* EXTRACTED ENTRIES:
PR #1134, opened 2019-08-12
Slim alternative to goformation

### LINKED ISSUE #1133: defork goformation
We've used a fork of goformation since #132. 

The initial attempt of contributing our changes back to goformation (https://github.com/awslabs/goformation/pull/103) didn't succeed, and goformation maintainers chose a different approach (https://github.com/awslabs/goformation/pull/114). However, their solution is not bi-directional, has a number of limitations/bugs (e.g. https://github.com/awslabs/goformation/issues/190 and https://github.com/awslabs/goformation/issues/194).

The main challenge is that mapping CloudFormation scheme to Go types is very complicated if you consider a general case and support of all types is required as well as Serverless Application Model (SAM), and that is what goformation attempts.
However, we only used a relative small number of types in a particular way.

It appears to be easy enough to create a slim library that offers a subset of goformation functionality that does things the way that suites our needs better without having to take all general cases into account. Aside from being able to round-trip templates from running stacks back to internal structures for mutation and updates, we could provide convenient abstractions for testing of template rendering.

errordeveloper:
### Description

A starting point for #1133.

### Checklist

### DIFF
--- a/pkg/cfn/template/api_test.go
+++ b/pkg/cfn/template/api_test.go
@@ -1,0 +1,72 @@
+package template
+
+import (
+	. "github.com/onsi/ginkgo"
+	. "github.com/onsi/gomega"
+)
+
+var _ = Describe("CloudFormation template", func() {
+	It("can create and render a minimal template", func() {
+		t := NewTemplate()
+		t.Description = "a template"
+
+		roleRef := t.NewResource("aRole", &IAMRole{
+			RoleName:          "foo",
+			ManagedPolicyArns: []string{"abc"},
+		})
+
+		jsRoleRef, err := roleRef.MarshalJSON()
+		Expect(err).ToNot(HaveOccurred())
+		Expect(jsRoleRef).To(MatchJSON(`{"Ref": "aRole"}`))
+
+		policyRef := t.NewResource("aPolicy", &IAMPolicy{
+			PolicyName: NewString("foo"),
+			Roles:      MakeSlice(roleRef),
+		})
+
+		jsPolicyRef, err := policyRef.MarshalJSON()
+		Expect(err).ToNot(HaveOccurred())
+		Expect(jsPolicyRef).To(MatchJSON(`{"Ref": "aPolicy"}`))
+
+		js, err := t.RenderJSON()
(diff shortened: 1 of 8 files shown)


errordeveloper:
To be clear, most of the code was copied from the fork.

pkg/cfn/template/iam.go
```diff
@@ -0,0 +1,39 @@
+package template
+
+// IAMPolicy represents a CloudFormation AWS::IAM::Policy resource
+type IAMPolicy struct {
+	PolicyName *Value `json:",omitempty"`
+
+	Roles          []*Value        `json:",omitempty"`
```
errordeveloper: The idea is that we only define the fields we care about and use types according to our usage, i.e. this one is always a reference, so it's of generic `Value` type.

pkg/cfn/template/iam.go
```diff
@@ -0,0 +1,39 @@
...
+	PolicyDocument MapOfInterfaces `json:",omitempty"`
```
errordeveloper: We don't use references for policy documents, so we declare it as a map of interfaces, as that's how we always use it.

pkg/cfn/template/api_test.go
```diff
@@ -0,0 +1,72 @@
+package template
+
+import (
+	. "github.com/onsi/ginkgo"
+	. "github.com/onsi/gomega"
+)
+
+var _ = Describe("CloudFormation template", func() {
```
errordeveloper: These are basic tests for now, but in the future it would be nice to provide a high-level testing capability through custom gomega matchers.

* YOUR TASK:
The task requires an exact transcription of all the data.

* SOLUTION FOR THIS TASK:
PR #1134, opened 2019-08-12
Slim alternative to goformation

### LINKED ISSUE #1133: defork goformation
We've used a fork of goformation since #132. 

The initial attempt of contributing our changes back to goformation (https://github.com/awslabs/goformation/pull/103) didn't succeed, and goformation maintainers chose a different approach (https://github.com/awslabs/goformation/pull/114). However, their solution is not bi-directional, has a number of limitations/bugs (e.g. https://github.com/awslabs/goformation/issues/190 and https://github.com/awslabs/goformation/issues/194).

The main challenge is that mapping CloudFormation scheme to Go types is very complicated if you consider a general case and support of all types is required as well as Serverless Application Model (SAM), and that is what goformation attempts.
However, we only used a relative small number of types in a particular way.

It appears to be easy enough to create a slim library that offers a subset of goformation functionality that does things the way that suites our needs better without having to take all general cases into account. Aside from being able to round-trip templates from running stacks back to internal structures for mutation and updates, we could provide convenient abstractions for testing of template rendering.

errordeveloper:
### Description

A starting point for #1133.

### Checklist

### DIFF
--- a/pkg/cfn/template/api_test.go
+++ b/pkg/cfn/template/api_test.go
@@ -1,0 +1,72 @@
+package template
+
+import (
+	. "github.com/onsi/ginkgo"
+	. "github.com/onsi/gomega"
+)
+
+var _ = Describe("CloudFormation template", func() {
+	It("can create and render a minimal template", func() {
+		t := NewTemplate()
+		t.Description = "a template"
+
+		roleRef := t.NewResource("aRole", &IAMRole{
+			RoleName:          "foo",
+			ManagedPolicyArns: []string{"abc"},
+		})
+
+		jsRoleRef, err := roleRef.MarshalJSON()
+		Expect(err).ToNot(HaveOccurred())
+		Expect(jsRoleRef).To(MatchJSON(`{"Ref": "aRole"}`))
+
+		policyRef := t.NewResource("aPolicy", &IAMPolicy{
+			PolicyName: NewString("foo"),
+			Roles:      MakeSlice(roleRef),
+		})
+
+		jsPolicyRef, err := policyRef.MarshalJSON()
+		Expect(err).ToNot(HaveOccurred())
+		Expect(jsPolicyRef).To(MatchJSON(`{"Ref": "aPolicy"}`))
+
+		js, err := t.RenderJSON()
(diff shortened: 1 of 8 files shown)


errordeveloper:
To be clear, most of the code was copied from the fork.

pkg/cfn/template/iam.go
```diff
@@ -0,0 +1,39 @@
+package template
+
+// IAMPolicy represents a CloudFormation AWS::IAM::Policy resource
+type IAMPolicy struct {
+	PolicyName *Value `json:",omitempty"`
+
+	Roles          []*Value        `json:",omitempty"`
```
errordeveloper: The idea is that we only define the fields we care about and use types according to our usage, i.e. this one is always a reference, so it's of generic `Value` type.

pkg/cfn/template/iam.go
```diff
@@ -0,0 +1,39 @@
...
+	PolicyDocument MapOfInterfaces `json:",omitempty"`
```
errordeveloper: We don't use references for policy documents, so we declare it as a map of interfaces, as that's how we always use it.

pkg/cfn/template/api_test.go
```diff
@@ -0,0 +1,72 @@
+package template
+
+import (
+	. "github.com/onsi/ginkgo"
+	. "github.com/onsi/gomega"
+)
+
+var _ = Describe("CloudFormation template", func() {
```
errordeveloper: These are basic tests for now, but in the future it would be nice to provide a high-level testing capability through custom gomega matchers.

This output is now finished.